- **SOURCE MATERIAL**:
☆ ☆ ☆ ☆

PR #770, opened 2026-05-13
Stabilize note list text alignment on Windows

### LINKED ISSUE #164: Bug - notes are not aligned well on some reported Windows machines

MizuCiaossu:
## Summary
- use stable font line metrics for note list title, date, content, and parent rows
- stop laying out note rows from per-string `boundingRect()` heights, which vary with the actual glyphs rendered
- keep `NoteListDelegate` and `NoteListDelegateEditor` in sync so the persistent editor matches the normal row renderer

Fixes #164.

## Why
The Windows alignment bug appears to come from using text-specific bounding boxes to position stacked note row labels. On some Windows font/DPI combinations, that can make row spacing depend on the glyphs in each note title/date/content, which leads to visually inconsistent alignment.

## Testing
- Not run locally in this environment because the required Qt/CMake Windows toolchain is not installed here.
- The change is limited to replacing layout height calculations with `QFontMetrics::height()` in the two note-list paint paths.


zjeffer:
@nuttyartist another AI account that has the exact same issues as https://github.com/nuttyartist/notes/pull/769. What should we do with these?

> Not run locally in this environment because the required Qt/CMake Windows toolchain is not installed here.

like seriously wtf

☆ ☆ ☆ ☆

- **TASK INSTRUCTIONS**: Filter the records for lines containing the word "alignment" and copy each one.

- **EXERCISE SOLUTION**:
Stabilize note list text alignment on Windows
The Windows alignment bug appears to come from using text-specific bounding boxes to position stacked note row labels. On some Windows font/DPI combinations, that can make row spacing depend on the glyphs in each note title/date/content, which leads to visually inconsistent alignment.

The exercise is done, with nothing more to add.